I was looking at the JetSurvey project (Android Jetpack Compose sample project) and noticed that they created a class to wrap the LiveData value in their ViewModel class. Here is the class I'm talking about:
/**
* Used as a wrapper for data that is exposed via a LiveData that represents an event.
*/
data class Event<out T>(private val content: T) {
var hasBeenHandled = false
private set // Allow external read but not write
/**
* Returns the content and prevents its use again.
*/
fun getContentIfNotHandled(): T? {
return if (hasBeenHandled) {
null
} else {
hasBeenHandled = true
content
}
}
/**
* Returns the content, even if it's already been handled.
*/
fun peekContent(): T = content
}
In the ViewModel, this is used like so:
private val _navigateTo = MutableLiveData<Event<Screen>>()

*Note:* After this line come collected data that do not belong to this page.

PR #911, opened 2026-09-06
feat(effect): migrate the Schema surface of osn-api, pulse-api, zap-api and the client

### LINKED ISSUE #901: Effect v4 phase 4: migrate Schema in osn, pulse, zap, cire/theme and osn/client (20 files)

chav-aniket:
Phase 4 of the Effect v4 migration (#901), stacked on #909.

After this, **36 of 37 packages type-check**. The only one left is `@cire/api`, which is phase 5 (#902).

## Issues

- Closes #901 (Schema in osn/api, pulse/api, zap/api, cire/theme, osn/client)
- Part of #895; follows #900 (#909)

> [!note] This keyword will not auto-close #901 from here
> GitHub only creates the linked-PR relationship for a pull request targeting the repository's **default branch**. This one targets `claude/effect-v4-phase-3`, so the keyword records intent and nothing more — which is why the sub-issues still show as open with no linked PR. The `effect-v4` → `main` PR at the top of the stack is what has to carry the full `Closes #896`…`#903` set, and it is what will actually close them.

### Checks replace the constraint combinators

v3's constraint combinators are v4 *checks*, applied through a schema's `.check(...)` rather than `.pipe(...)`:

| v3 | v4 |
|---|---|
| `Schema.maxLength(n)` / `minLength(n)` | `Schema.isMaxLength(n)` / `isMinLength(n)` |
| `Schema.maxItems(n)` / `minItems(n)` | the same two — `isMinLength` doubles as the collection-size check |
| `Schema.int()` | `Schema.isInt()` |
| `Schema.between(a, b)` | `Schema.isBetween({ minimum: a, maximum: b })` |
| `Schema.filter(pred)` | `Schema.check(Schema.makeFilter(pred))` |
| `Schema.Literal(a, b, …)` | `Schema.Literals([a, b, …])` |
| `Schema.decodeUnknown` | `Schema.decodeUnknownEffect` |
| `Schema.Record({ key, value })` | `Schema.Record(key, value)` |

`isBetween` is inclusive at both ends, same as v3's `between`, so **no range moved**.

A v4 filter carries its own failure message in its return value — `undefined`/`true` is success, a string is the message — so `{ message: () => "…" }` becomes the predicate returning that string. **Every validator keeps its exact wording.** `BirthdateSchema`'s multi-branch predicate returns the message from each rejecting branch rather than `false`. Where a `message` annotation genuinely belongs on the check itself (`PriceAmountMajor`), v4 takes it as a plain string rather than a thunk.

### Three copies of a workaround are deleted, not ported

`@pulse/api`'s events, series and discovery services each carried a hand-rolled "validate the string, then transform to a Date" pair. The comment in `events.ts` said why:

> `Schema.DateFromString` in this Effect version allows Invalid Date — use a validated transform

v4's rejects it. Verified directly against the resolved package: `"not-a-date"` and `""` both fail with `Expected a valid Date`, a valid string still decodes, and encoding still yields an ISO string. So all three collapse back to the stock `Schema.DateFromString`, and the `Schema.transform` → `decodeTo`/`SchemaTransformation` migration is not needed here at all.

### `isAuthExpiredError` and the missing wrapper

v4 removed `FiberFailure`. `runPromise` now rejects with `Cause.squash(cause)`, which for a typed failure is the error instance itself — so `escaped instanceof AuthExpiredError` is `true` where the test asserted `false`.

The predicate keeps all three arms, but the comments no longer claim the wrapper is what arrives: `instanceof` now carries the common path, and the printout arm stays for a consumer bundle built against v3 (`cire/host`, `cire/vendor`) and for any boundary that strips both the prototype and the `_tag`. The escape test pins the v4 shape, with an explicit v3-printout case beside it so that arm keeps its coverage.

### Test assertions that were pinned to v3 output

- `osn/client/tests/tokens.test.ts` — v4 decode errors render a reason line plus an `at [path]` line, and no longer echo the offending value (v3 wrote `actual "not_a_number"`). All five assertions still pin **both halves** — which key, and why — so a schema change that starts rejecting the wrong field still fails here.
- `osn/api/tests/lib/email-layer.test.ts` — v4 log levels are capitalised string literals, so the rendered label is `[Warn]`, not `[WARN]`. Respelled the alternation rather than making it case-insensitive; a loose match would also accept a level that does not exist in v4's set.

`cire/theme` was on the phase-4 list but imports Effect nowhere — only three comments mention Schema. Nothing to migrate; it type-checks clean as-is.

## Verification

Type-checking a check proves nothing about whether it still *rejects*, so each was exercised against its package's own resolved `effect`:

| Package | Checked |
|---|---|
| `@zap/api` | over-long body, empty body, too few / too many array items |
| `@pulse/api` | duplicate `commsChannels`, empty channels, unknown channel, each arm of the discovery composite filter (partial location triangle, price without currency, min > max, half a cursor), lat/limit ranges, invalid date |
| `@osn/api` | address with no `@`, address over the 255-char RFC 5321 ceiling, uppercase / over-length / empty handle, `2021-02-30`, a future birthdate, a non-zero-padded date, blank / over-64-char passkey label — each with its original message |

Suites:

| Package | Result |
|---|---|
| `@osn/api` | 1141 passed |
| `@pulse/api` | 647 passed |
| `@zap/api` | 179 passed |
| `@osn/client` | 228 passed |
| `@osn/ui` | 143 passed |
| `@osn/social` | 147 passed |

`@osn/ui` and `@osn/social` import Effect nowhere and were red only because they load it through `@osn/client`; the one-line `Schema.Record` fix unblocked both, as #901 predicted.

## Still red by design

`@cire/api` — phase 5 (#902). CI on this branch will fail on it, as it did on #906, #908 and #909. The tree goes green when phase 5 lands.

---

### DIFF
--- a/.changeset/effect-v4-phase-4.md
+++ b/.changeset/effect-v4-phase-4.md
@@ -1,0 +1,36 @@
+---
+"@osn/api": patch
+"@osn/client": patch
+"@pulse/api": patch
+"@zap/api": patch
+---
+
+Migrate the Effect Schema surface of the four service packages to v4.
+
+v3's constraint combinators are v4 *checks*, applied through a schema's
+`.check(...)` rather than `.pipe(...)`: `maxLength`/`minLength`/`minItems`/
+`maxItems` collapse onto `isMaxLength`/`isMinLength`, `int` becomes `isInt`, and
+`between(a, b)` becomes `isBetween({ minimum, maximum })` — still inclusive at
+both ends, so no range moved. `Schema.filter` becomes
+`Schema.check(Schema.makeFilter(…))`, and because a v4 filter carries its own
+failure message in its return value, the `{ message: () => "…" }` option becomes
+the predicate returning that string; every validator keeps its exact wording.
+`Schema.Literal` takes a single literal, so enums (and the spreads over
+`SUPPORTED_CURRENCIES`, `SHARE_SOURCES` and `INTEREST_CATEGORIES`) become
+`Schema.Literals([…])`. `Schema.decodeUnknown` becomes
+`Schema.decodeUnknownEffect`, and `Schema.Record` takes its key and value
+positionally.
+
+Three copies of a workaround are deleted rather than ported. `@pulse/api`'s
+events, series and discovery services each carried a hand-rolled "validate the
+string, then transform to a Date" pair because v3's `DateFromString` accepted a
+string that parses to an Invalid Date. v4's rejects it, so all three are now
+`Schema.DateFromString`.
+
+`@osn/client`'s `isAuthExpiredError` keeps all three of its arms, but the
+comments no longer claim a `FiberFailure` is what arrives: v4 removed the
+wrapper and `runPromise` rejects with the squashed error itself, so `instanceof`
+now carries the common path. The printout arm stays for a consumer bundle built
+against v3, and for any boundary that strips both the prototype and the `_tag`.
+
+Every migrated check was verified to still *reject*, not merely type-check.
--- a/osn/api/src/services/auth/email-change.ts
+++ b/osn/api/src/services/auth/email-change.ts
@@ -49,7 +49,7 @@ export function createEmailChangeModule(ctx: AuthContext, stepUp: StepUpModule) 
     Db | EmailService
   > =>
     Effect.gen(function* () {
-      yield* Schema.decodeUnknown(EmailSchema)(newEmail).pipe(
+      yield* Schema.decodeUnknownEffect(EmailSchema)(newEmail).pipe(
         Effect.mapError((cause) => new ValidationError({ cause })),
       );
       const normalised = newEmail.toLowerCase();
--- a/osn/api/src/services/auth/helpers.ts
+++ b/osn/api/src/services/auth/helpers.ts
@@ -324,16 +324,18 @@ export function sessionHandleFromHash(sessionHash: string): string {
 // Copenhagen Book M3: cap length at 255 (the practical RFC 5321 mailbox
 // ceiling) BEFORE the regex runs — rejects absurd payloads outright and
 // keeps the stored `accounts.email` column bounded.
-export const EmailSchema = Schema.String.pipe(
-  Schema.filter((s) => s.length <= 255 && /^[^\s@]+@[^\s@]+\.[^\s@]+$/.test(s), {
-    message: () => "Invalid email",
-  }),
+export const EmailSchema = Schema.String.check(
+  Schema.makeFilter((s) =>
+    s.length <= 255 && /^[^\s@]+@[^\s@]+\.[^\s@]+$/.test(s) ? undefined : "Invalid email",
+  ),
 );
 
-export const HandleSchema = Schema.String.pipe(
-  Schema.filter((s) => /^[a-z0-9_]{1,30}$/.test(s), {
-    message: () => "Handle must be 1–30 characters: lowercase letters, numbers, underscores only",
-  }),
+export const HandleSchema = Schema.String.check(
+  Schema.makeFilter((s) =>
+    /^[a-z0-9_]{1,30}$/.test(s)
+      ? undefined
+      : "Handle must be 1–30 characters: lowercase letters, numbers, underscores only",
+  ),
 );
 
 /**
@@ -344,19 +346,17 @@ export const HandleSchema = Schema.String.pipe(
  * COPPA-specific 422 rather than a generic 400. The value is never persisted.
  * See [[compliance/coppa]].
  */
-export const BirthdateSchema = Schema.String.pipe(
-  Schema.filter(
-    (s) => {
-      if (!/^\d{4}-\d{2}-\d{2}$/.test(s)) return false;
-      const d = new Date(`${s}T00:00:00.000Z`);
-      if (Number.isNaN(d.getTime())) return false;
-      // Reject dates that don't round-trip (e.g. 2021-02-30 → 2021-03-02).
-      if (d.toISOString().slice(0, 10) !== s) return false;
-      // A birthdate in the future is nonsensical.
-      return d.getTime() <= Date.now();
-    },
-    { message: () => "Invalid birthdate" },
-  ),
+export const BirthdateSchema = Schema.String.check(
+  Schema.makeFilter((s) => {
+    const invalid = "Invalid birthdate";
+    if (!/^\d{4}-\d{2}-\d{2}$/.test(s)) return invalid;
+    const d = new Date(`${s}T00:00:00.000Z`);
+    if (Number.isNaN(d.getTime())) return invalid;
+    // Reject dates that don't round-trip (e.g. 2021-02-30 → 2021-03-02).
+    if (d.toISOString().slice(0, 10) !== s) return invalid;
+    // A birthdate in the future is nonsensical.
+    return d.getTime() <= Date.now() ? undefined : invalid;
+  }),
 );
 
 /**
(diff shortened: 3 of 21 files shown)


chav-aniket:
CI is red here by design, as on #906, #908 and #909. Recording exactly what fails and why I am not fixing it *in this PR*.

**Failing:** Lint & Format, Type Check, Build & Test, and the CI rollup — all on `@cire/api`, which is still on Effect v3 at this point in the stack.

I checked the Lint & Format log rather than assuming, because that check was not in the set the earlier phases documented. It is the same root cause surfacing through a different tool — oxlint's `import` plugin resolves the identifiers against the v4 `Schema` namespace this branch now installs:

```
cire/api/tests/schemas/vendors.test.ts:14:60: "decodeUnknownEither" not found in imported namespace "./Schema.js"
cire/api/tests/schemas/budget.test.ts:16:39:  "decodeUnknown" not found in imported namespace "./Schema.js"
cire/api/tests/schemas/tasks.test.ts:9:39:    "decodeUnknown" not found in imported namespace "./Schema.js"
```

163 errors, every one of that shape. Nothing is failing for a reason outside the migration.

**The fix exists and is already pushed — as #912**, the next PR in this stack, which moves `@cire/api` to v4. It is green there: 9/9 checks, `bun run check` 37/37 packages, `bun run test` 38/38 tasks.

I have deliberately **not** ported it back into this PR. The usual rule is to port a known fix rather than wait on another PR to merge, but here the split *is* the deliverable: this is a stacked series on the long-lived `effect-v4` integration branch (the merge strategy chosen for #895), and Effect cannot be bumped one package at a time — its types cross every workspace boundary, which is what the phase-0 spike established. Folding #912 in would collapse two reviewable units into one ~60-file diff and leave the stack with no intermediate to review. The tree is red from #906 until #912 lands, and that was the plan going in.

No re-run spent — a re-run cannot change a deterministic type error.

---

chav-aniket:
## 📚 Effect v4 stack — 4 of 6 ← **you are here**

| # | PR | Base | CI |
|---|---|---|---|
| **4** | **#911 — Schema: osn/pulse/zap/client** | #909 | 🔴 by design |

**Merge bottom-up into `effect-v4`**, then `effect-v4` → `main`. This is the last red one: the tree goes green at #912.

The failure recorded in the standing-down comment above — 163 oxlint `import` errors resolving `Schema.decodeUnknown`/`decodeUnknownEither` against the v4 namespace — is fixed by #912, which moves `@cire/api` off v3. Nothing here needs another look.

```bash
```

---

chav-aniket:

Closing rather than merging: GitHub does not auto-close on a direct push to a non-default base, and this PR's CI is red by design (#896) — it was the last red one. **#901 is not closed by this**; the `effect-v4` → `main` PR carries `Closes #896`…`#903`.

---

val navigateTo: LiveData<Event<Screen>> = _navigateTo
fun signInAsGuest() {
_navigateTo.value = Event(Survey)
}
It seems the point of the Event class is to avoid the navigation from happening multiple times. However, I don't understand how that would happen in the first place, because the navigation would only get triggered once the LiveData value is updated. And every time the value is updated, a new Event object is created, so it would run again.
So in the Fragment, is there a chance that the code inside viewModel.navigateTo.observe(viewLifecycleOwner)
can run multiple times without the value having been updated? If so, in what cases would that happen?
If my understanding of the role of the Event wrapper is incorrect, for what purpose is it being implemented? Is it necessary at all?